** TASK PROMPT **
The expected output is the set of lines below beginning at the one that contains "Additionally extend the" and ending at the final line, reproduced exactly.

Start of DATA UNDER STUDY

PR #4531, opened 2023-03-29
Combine the zeroes-out AWS credential action for both legacy and cc

12345lcr:

This is to ensures that the Cluster API Provider AWS controller is pinned to control plane nodes and is running without static credentials such that Cluster API AWS runs using the EC2 instance profile attached to the control plane node.

This is done by zeroing out the credentials secret for CAPA, causing the AWS SDK to fall back to the default credential provider chain.

This was implemented for mgmt cluster creation and legacy mgmt cluster upgrade, but missing in classy mgmt cluster upgrade. Moving this patch right after provider upgrade will cover both legacy and classy mgmt cluster upgrades.

Additionally extend the k8s versionpatch waiting time to allow corner cases.

Fixes #

### Release note

```release-note

```

### DIFF
--- a/tkg/client/upgrade_cluster_clusterclass.go
+++ b/tkg/client/upgrade_cluster_clusterclass.go
@@ -22,9 +22,10 @@ func (c *TkgClient) DoClassyClusterUpgrade(regionalClusterClient clusterclient.C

End of DATA UNDER STUDY

** SOLUTION FOR THIS PROBLEM **
Additionally extend the k8s versionpatch waiting time to allow corner cases.

Fixes #

### Release note

```release-note

```

### DIFF
--- a/tkg/client/upgrade_cluster_clusterclass.go
+++ b/tkg/client/upgrade_cluster_clusterclass.go
@@ -22,9 +22,10 @@ func (c *TkgClient) DoClassyClusterUpgrade(regionalClusterClient clusterclient.C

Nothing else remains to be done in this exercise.